The report Launching Lifelong Health by Improving Health Care for Children, Youth, and Families is from a National Academies of Sciences, Engineering, and Medicine (NASEM) committee and was co-sponsored by the AAP.

"AAP is proud to sponsor this far-reaching report that proposes a road map to finally focus the nation on the health needs of children," said AAP President Benjamin D. Hoffman, M.D., FAAP. "These visionary recommendations have the potential to transform the health care system for generations to come.”

The 510-page report notes that despite advances in science and technology, children increasingly are suffering from chronic diseases, mental health conditions and disparities, and many lack access to adequate preventive care. The report lays out five policy change goals.

  1. Elevate the importance of child and adolescent health for the nation through continuous public focus on children and youth.
  2. Finance health care systems for all children, emphasizing prevention and health promotion.
  3. Strengthen community-level health promotion and disease prevention.
  4. Ensure co-creation and co-design of programs and structures with youth, family and community voices and leadership.
  5. Implement measurement and accountability to ensure equitable achievement of these goals.

Each goal has specific recommendations for action. The committee is calling for experts to create a framework that integrates health programs among health care, education, labor, child welfare and justice systems and for new legislation to be assessed as to its impact on child health and equity.

It also calls for reforms to Medicaid and the Children’s Health Insurance Program (CHIP) that would ensure comprehensive coverage for all children and their parents as well as a shift from fee-for-service financing models to those that emphasize prevention.
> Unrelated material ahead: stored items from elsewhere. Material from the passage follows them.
PR #209, opened 2021-01-28
Ensure Discord minimum

techman83:
This will ensure we get the version with aiohttp with the fixed deps.


HebaruSan:
```
ERROR: Could not find a version that satisfies the requirement discord>=1.6.0 (from netkan-indexer[test])
ERROR: No matching distribution found for discord>=1.6.0
```

DasSkelett (approved):
Yup, let's give it a try

Issue #208, opened 2021-01-28
[Bug] Indexing services fail to start


techman83:
Background
----------
NetKAN Production

Problem
-------
Upstream discord lib `aiohttp` is missing `typing_extensions`, noted and fixed in aio-libs/aiohttp#5107. However in production we still seem to have caught version missing the dep.

```
Traceback (most recent call last):
  File ".local/bin/netkan", line 5, in <module>
    from netkan.cli import netkan
  File "/home/netkan/.local/lib/python3.7/site-packages/netkan/cli/__init__.py", line 3, in <module>
    from .services import (
  File "/home/netkan/.local/lib/python3.7/site-packages/netkan/cli/services.py", line 6, in <module>
    from .common import common_options, pass_state, SharedArgs
  File "/home/netkan/.local/lib/python3.7/site-packages/netkan/cli/common.py", line 10, in <module>
    from ..notifications import setup_log_handler, catch_all
  File "/home/netkan/.local/lib/python3.7/site-packages/netkan/notifications.py", line 6, in <module>
    import discord
  File "/home/netkan/.local/lib/python3.7/site-packages/discord/__init__.py", line 25, in <module>
    from .client import Client
  File "/home/netkan/.local/lib/python3.7/site-packages/discord/client.py", line 33, in <module>
    import aiohttp
  File "/home/netkan/.local/lib/python3.7/site-packages/aiohttp/__init__.py", line 6, in <module>
    from .client import (
  File "/home/netkan/.local/lib/python3.7/site-packages/aiohttp/client.py", line 35, in <module>
    from . import hdrs, http, payload
  File "/home/netkan/.local/lib/python3.7/site-packages/aiohttp/http.py", line 7, in <module>
    from .http_parser import (
  File "/home/netkan/.local/lib/python3.7/site-packages/aiohttp/http_parser.py", line 15, in <module>
    from .helpers import NO_EXTENSIONS, BaseTimerContext
  File "/home/netkan/.local/lib/python3.7/site-packages/aiohttp/helpers.py", line 48, in <module>
    from typing_extensions import Protocol
ModuleNotFoundError: No module named 'typing_extensions'
```

PR #211, opened 2021-01-28
Fix dependency issues

techman83:
This PR shifts the `--help` sanity check and will add (testing for failure first) a `--force-reinstall` to ensure all deps get installed to user.


techman83:
That fixes the underlying issue of #208 and also moves our sanity check to avoid it happening again in the future.

Issue #210, opened 2021-01-28
[Bug] System 'mypy' installation in base causes missing deps in prod


techman83:
Problem
-------
We use a mutlistage `Dockerfile` to reduce image deployment size and deployment times. Any test only dependencies get installed to system prior to installing netkan to user.

`mypy` now includes `typing-extensions`, when we install as a user, it sees the system package. When we copy the user install to the production stage, that dependency is no longer present.

```
Requirement already satisfied: typing-extensions>=3.6.5 in /usr/local/lib/python3.7/site-packages (from aiohttp<3.8.0,>=3.6.0->discord.py>=1.6.0->netkan-indexer==1.0) (3.7.4.3)
```

Fix
------
- Move `--help` sanity test to production image step
- Use `--force-reinstall`

Issue #49, opened 2019-10-03
[Project] Style Guide


techman83:
Problem
-------
Decoupling the project has made it a lot easier to be contributed to. But also means with multiple people working on it, time is being spent on style consistency rather than code.

Suggestions
-----------
While I don't necessary think we should ever hold up code that makes things better, a style guide will make it easier to maintain consistency. So that new and existing developers can get underway with code changes more quickly.

We can probably add some automated linting/testing at the same time. Let the machines do the hard work!

techman83:
#214 will ensure we have some form of consistency, so I'm happy enough with this.

PR #212, opened 2021-01-28
Unified testing framework

HebaruSan:
## Problem

See #210, installing mypy in the Dockerfile caused problems related to dependencies-of-dependencies that were installed at the system level and then not available on a fresh image with only the user install copied over.

## Motivation

In the Discord discussion of the first iteration of this pull request, we agreed that it would be nice to have one simple command that developers could run to test everything, and to re-use that same command in our GitHub workflows. It looked like the `test_suite` option in `setup.py`, supporting the `python setup.py test` command, might be a step in that direction.

Enter pytest-dev/pytest#5534. They're deprecating `python setup.py test`.

In the Discord discussion of the _second_ iteration of this pull request, `tox` was ruled out as a solution because we already use Docker to manage our virtual environments and would prefer to run our tests in the same environment where the actual code runs. So now `pytest` is winning.

## Changes

- Now we don't install or run mypy in the Dockerfile
- A new `test` workflow is created to run all tests
- The separate mypy and unittest workflows are deleted

For me, this is how to run tests, though if you use a distro that doesn't try to mix Python 2 and 3 like Ubuntu does, drop the `-3`:

```
cd netkan
pip install --user .[test]
pytest-3 --mypy -v
```

This provides a single uniform access point for all testing, which will work the same for developers and for CI/CD.


HebaruSan:
I guess unittest is not a package?

techman83:
> I guess unittest is not a package?

`unittest` is a part of python standard lib.

.github/workflows/mypy.yml
```diff
@@ -14,8 +16,8 @@ jobs:
         python-version: 3.7
     - name: Install Dependencies
       run: |
-        pip install netkan/.[test]
+        pip install --user netkan/. --no-warn-script-location --force-reinstall
+        pip install mypy
```
techman83, line 20: Our test dependencies *should* come from within `setup.py`. The reason pip was installing mypy directly was that calling `[test]` will install all the deps plus the test ones. `--force-reinstall` ensures all deps get installed as user, there isn't any need to install as user in this environment.

.github/workflows/unittest.yml
```diff
@@ -14,8 +16,7 @@ jobs:
         python-version: 3.7
     - name: Install Dependencies
       run: |
-        pip install netkan/.[test]
+        pip install --user netkan/. --no-warn-script-location --force-reinstall
     - name: Run unittest
```
techman83, line 20: See previous comment.

netkan/Dockerfile
```diff
@@ -3,12 +3,9 @@ RUN useradd -ms /bin/bash netkan
 ADD . /netkan
 WORKDIR /netkan
 RUN pip install pip --upgrade
-RUN pip install mypy
 RUN chown -R netkan:netkan /netkan
 USER netkan
 RUN pip install --user . --no-warn-script-location --force-reinstall
-RUN mypy .
-RUN python -m unittest -v
```
techman83, line 9: Our docker environment isn't our github one, we likely still want to run our tests inside the container.

netkan/setup.py
```diff
@@ -38,9 +38,6 @@
             'pylint',
             'autopep8',
             'troposphere',
-        ],
-        'test': [
-            'mypy',
         ]
```
techman83, line 41: Our package should be explicit about its test dependencies.

techman83 (commented):
I think we can drop `mypy` from the container, it's non-runtime type checking. But our tests should still be run inside the container.

Though we don't use `pytest` or any other test packages in the future, so we may want to bust out `mypy` into a separate dependency set.

.github/workflows/mypy.yml
HebaruSan: I don't think we've been well-served by the concept of "test dependencies". We need mypy here and nowhere else, and installing it elsewhere caused 10 hours of downtime.

netkan/Dockerfile
HebaruSan: Makes sense to me.

netkan/setup.py
HebaruSan: Mypy isn't needed to run unittest. I think we should handle such things individually, so we only have the tools we need in each case.

techman83: `mypy` is technically a test dependency, but you are correct it isn't a `unittest` dependency. However if we say move to `pytest`, we would actually have more than one dependency for testing.

HebaruSan: But they would still be separate dependencies for separate workflows. What's the benefit in combining them into one big list and installing extra stuff?

.github/workflows/mypy.yml
techman83: Well, it was the manual installation of `mypy` in the container that caused the downtime. We won't be installing our test dependencies in the container for now and if we do, we'll need to think about how best to approach it. For example we could have a separate 'test' stage, that is `FROM production as test` that we could run as an build action

```Dockerfile
FROM production as test
USER root
ADD . /netkan
RUN chown -R netkan:netkan /netkan
WORKDIR /netkan
USER netkan
RUN pip install --user /netkan/.[test]
RUN mypy .
RUN pytest -v
```


```yml
      - name: Build Test
        id: docker_build
        uses: docker/build-push-action@v2
        with:
          context: ./netkan
          file: ./netkan/Dockerfile
          push: false
          target: test
```

netkan/setup.py
techman83: The benefit is that if you are someone who wants to run our tests, that you get all the dependencies required for running said tests. What we do in CI/CD we can document in code; but if a python dev comes along with a fix, they should be able to go `pip install .[test]` and have everything they require to run them.

It's more about our package being correct than being helpful for ci. Though we could add a separate stanza for ci only packages if we want to be clear about it.

.github/workflows/unittest.yml
techman83: We actually don't use any dependencies for `unittest` - we can adjust that later if that changes.

netkan/setup.py
HebaruSan: Hmm, mypy isn't a test, though, in the sense you're talking about.

HebaruSan:
It's not running the old workflows or the new one. Clearly I've missed something. Any tips appreciated.

netkan/setup.py
HebaruSan: The new `tox.ini` file specifies the test dependencies in the `deps =` line.

techman83 (commented):
Tox has its use case, but I feel it's a little redundant. We can already manage environments in our workflows and our container.

`pytest` is the go to for testing frameworks. It has wrappers for mypy, linting, flake8 etc. Which would allow us to close off #49

It is rather daft that the `python setup.py test` is now deprecated, but the python community have been re-inventing the packaging wheel for as long as I can remember.

techman83:
Ok, so I've put my code where my mouth is! :slightly_smiling_face: 

* `test` stage for docker, which uses production as a base. These layers won't end up in production as we target `production`, but will test in the same environment.
* keeping the `--help` check in production is still a good sanity check
* pytest used in the test workflow
* tests are run before the deployment is produced
* vs code environment works correctly (this was a right pain..)

HebaruSan:
What's the command for running tests locally now? I'm not finding one that works yet:

```
$ pytest
Command 'pytest' not found, did you mean:
  command 'ptest' from deb pbuilder-scripts (22)
  command 'ptest' from deb parmetis-test (4.0.3-5build1)
  command 'yptest' from deb nis (3.17.1-5)
Try: sudo apt install <deb name>

$ py.test-3 --mypy -v
ERROR: usage: py.test-3 [options] [file_or_dir] [file_or_dir] [...]
py.test-3: error: unrecognized arguments: --mypy
  inifile: /home/user/Downloads/KSP/NetKAN-Infra/netkan/pytest.ini
  rootdir: /home/user/Downloads/KSP/NetKAN-Infra/netkan
```

HebaruSan:
@techman83 your changes look good to me. Should we look into pylint and flake8?

techman83:
Yes, but I think a separate PR. I enabled pylint and got a whole suite of warnings I didn't want to deal with on a PR for unifying our testing.

PR #213, opened 2021-01-28
Omit step IDs

techman83:
Deployment build failed with the following:
```
The workflow is not valid. .github/workflows/deploy.yml (Line: 31, Col: 13): The identifier 'docker_build' may not be used more than once within the same scope.
```
We don't use the outputs from these steps, so we don't require them.


HebaruSan (approved):
:+1:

The AAP called for many of the same reforms in its 2023 policy Principles of Child Health Care Financing.

“The current financing and payment mechanisms emphasize diagnosis and treatment rather than prevention and health promotions,” said Dr. Perrin, chair of the AAP Committee on Child Health Financing and professor of pediatrics at Harvard Medical School. “Secondly, Medicaid and CHIP, two incredibly important programs that provide health care to many many children in this country, are critical but underfunded and also have significant state variations.”

Improving child health will benefit society, as children are the next generation of workers, child bearers and caretakers, authors said.
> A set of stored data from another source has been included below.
PR #215, opened 2021-03-23
Pull shallowly and collect garbage

HebaruSan:
## Problem

We're seeing occasional/periodic issues where the volume credits for the bot plummet sharply:

graph

## Cause

We don't really know; there just isn't a lot of evidence at this point. One consensus possibility is that it has to do with git and/or gitpython getting slower and/or using more RAM over time as more and more commits accumulate in the history.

“Without changes, the next 10 years will see larger numbers of people entering adulthood with chronic illness and disability and worse mental health, leaving fewer adults capable of productive work,” according to the report.
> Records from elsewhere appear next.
PR #218, opened 2021-03-29
Fix Scheduler Permissions

techman83:
I got suss when the scheduled task wasn't even showing up in the stopped containers list.

This adds 'CleanCache' to the list of TaskDefinitions that the Event Scheduler is allowed to run.

This fix has been applied and is now working.


HebaruSan (approved):
Nice, that makes sense!

PR #219, opened 2021-05-15
Allow YAML format for .netkans

HebaruSan:
## Motivation

See KSP-CKAN/CKAN#3367, we might want to allow .netkans to use YAML format. If so, the Infra will need to be able to handle that.

## Changes

Now when we load a .netkan file from the repo, we call `yaml.safe_load` instead of `json.loads`, so YAML format is allowed. The return format is the same, and it can still parse JSON files, so there should be no change other than YAML files working.

mypy and friends seem to have gotten smarter and dumber lately, so other updates are made to get the tests passing again.

### DIFF
--- a/netkan/netkan/cli/common.py
+++ b/netkan/netkan/cli/common.py
@@ -14,7 +14,8 @@ from ..github_pr import GitHubPR
 def ctx_callback(ctx: click.Context, param: click.Parameter,
                  value: Union[str, int]) -> Union[str, int]:
     shared = ctx.ensure_object(SharedArgs)
-    setattr(shared, param.name, value)
+    if param.name:
+        setattr(shared, param.name, value)
     return value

But achieving the goals in the report will require long-term structural change, according to committee Co-chair Tina L. Cheng, M.D., M.P.H., FAAP, a member of the AAP Committee on Pediatric Research and the AAP Task Force on Diversity and Inclusion. She also serves as chief medical officer and director of the Cincinnati Children’s Research Foundation at Cincinnati Children’s Hospital Medical Center.

“Effective reform requires leadership and incentives at all government levels with sustained focus on children and families,” Dr. Cheng said. “Short-term fixes will not build what is needed. But it needs to be a dynamic system responsive to new science and societal needs.”